Saved entries
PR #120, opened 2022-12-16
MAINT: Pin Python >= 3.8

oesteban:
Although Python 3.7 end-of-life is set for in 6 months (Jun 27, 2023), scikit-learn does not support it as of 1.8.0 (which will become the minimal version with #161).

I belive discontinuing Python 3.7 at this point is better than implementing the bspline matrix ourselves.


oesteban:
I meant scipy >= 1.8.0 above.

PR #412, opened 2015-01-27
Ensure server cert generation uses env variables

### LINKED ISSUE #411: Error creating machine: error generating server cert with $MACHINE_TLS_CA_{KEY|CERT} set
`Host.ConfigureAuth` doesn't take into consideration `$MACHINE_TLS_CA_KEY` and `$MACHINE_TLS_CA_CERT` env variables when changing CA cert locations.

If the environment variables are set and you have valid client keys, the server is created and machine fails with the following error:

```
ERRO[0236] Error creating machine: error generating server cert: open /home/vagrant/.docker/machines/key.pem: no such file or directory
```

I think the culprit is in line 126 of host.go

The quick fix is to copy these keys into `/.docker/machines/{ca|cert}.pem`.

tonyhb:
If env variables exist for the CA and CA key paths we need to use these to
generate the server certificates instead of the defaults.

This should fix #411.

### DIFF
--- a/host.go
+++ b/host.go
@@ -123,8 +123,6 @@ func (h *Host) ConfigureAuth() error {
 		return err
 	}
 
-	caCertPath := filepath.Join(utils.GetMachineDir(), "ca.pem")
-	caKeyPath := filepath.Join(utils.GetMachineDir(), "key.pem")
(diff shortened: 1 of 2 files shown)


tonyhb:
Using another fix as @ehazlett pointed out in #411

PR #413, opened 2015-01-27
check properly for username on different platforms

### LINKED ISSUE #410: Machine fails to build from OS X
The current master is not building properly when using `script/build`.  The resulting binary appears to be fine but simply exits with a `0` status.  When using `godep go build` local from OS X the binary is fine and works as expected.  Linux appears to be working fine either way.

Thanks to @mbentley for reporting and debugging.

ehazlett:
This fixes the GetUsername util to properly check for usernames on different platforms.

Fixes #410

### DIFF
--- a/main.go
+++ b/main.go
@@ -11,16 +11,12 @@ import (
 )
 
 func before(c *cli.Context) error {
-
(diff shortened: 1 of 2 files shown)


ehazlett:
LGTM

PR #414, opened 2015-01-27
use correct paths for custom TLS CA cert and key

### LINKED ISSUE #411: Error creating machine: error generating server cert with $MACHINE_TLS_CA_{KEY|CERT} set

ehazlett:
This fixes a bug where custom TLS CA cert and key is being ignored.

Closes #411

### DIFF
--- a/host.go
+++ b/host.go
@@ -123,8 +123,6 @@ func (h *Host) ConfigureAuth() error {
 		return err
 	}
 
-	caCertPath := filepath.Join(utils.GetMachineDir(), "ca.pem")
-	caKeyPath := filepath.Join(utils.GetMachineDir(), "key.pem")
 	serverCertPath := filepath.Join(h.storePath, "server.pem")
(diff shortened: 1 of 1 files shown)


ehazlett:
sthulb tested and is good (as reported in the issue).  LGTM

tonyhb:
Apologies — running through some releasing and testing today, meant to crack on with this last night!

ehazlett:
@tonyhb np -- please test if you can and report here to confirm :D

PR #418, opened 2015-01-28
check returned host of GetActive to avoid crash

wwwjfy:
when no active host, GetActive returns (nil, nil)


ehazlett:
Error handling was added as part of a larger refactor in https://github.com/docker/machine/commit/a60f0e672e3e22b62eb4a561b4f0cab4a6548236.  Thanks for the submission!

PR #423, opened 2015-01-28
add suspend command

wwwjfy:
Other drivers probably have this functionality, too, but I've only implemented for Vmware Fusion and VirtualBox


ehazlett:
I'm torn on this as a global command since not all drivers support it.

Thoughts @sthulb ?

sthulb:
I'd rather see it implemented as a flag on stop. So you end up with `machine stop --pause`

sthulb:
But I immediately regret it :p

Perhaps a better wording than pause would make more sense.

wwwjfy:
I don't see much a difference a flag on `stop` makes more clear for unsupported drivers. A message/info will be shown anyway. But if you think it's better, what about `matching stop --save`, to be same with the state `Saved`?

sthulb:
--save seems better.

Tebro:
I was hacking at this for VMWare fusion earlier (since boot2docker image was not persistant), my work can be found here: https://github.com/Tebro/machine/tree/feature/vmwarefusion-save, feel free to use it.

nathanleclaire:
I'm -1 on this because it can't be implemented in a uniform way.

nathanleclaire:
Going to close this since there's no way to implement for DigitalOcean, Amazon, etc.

**Work required**
Reproduce each line above that contains "Thanks".

**Answer box**
Thanks to @mbentley for reporting and debugging.
Error handling was added as part of a larger refactor in https://github.com/docker/machine/commit/a60f0e672e3e22b62eb4a561b4f0cab4a6548236.  Thanks for the submission!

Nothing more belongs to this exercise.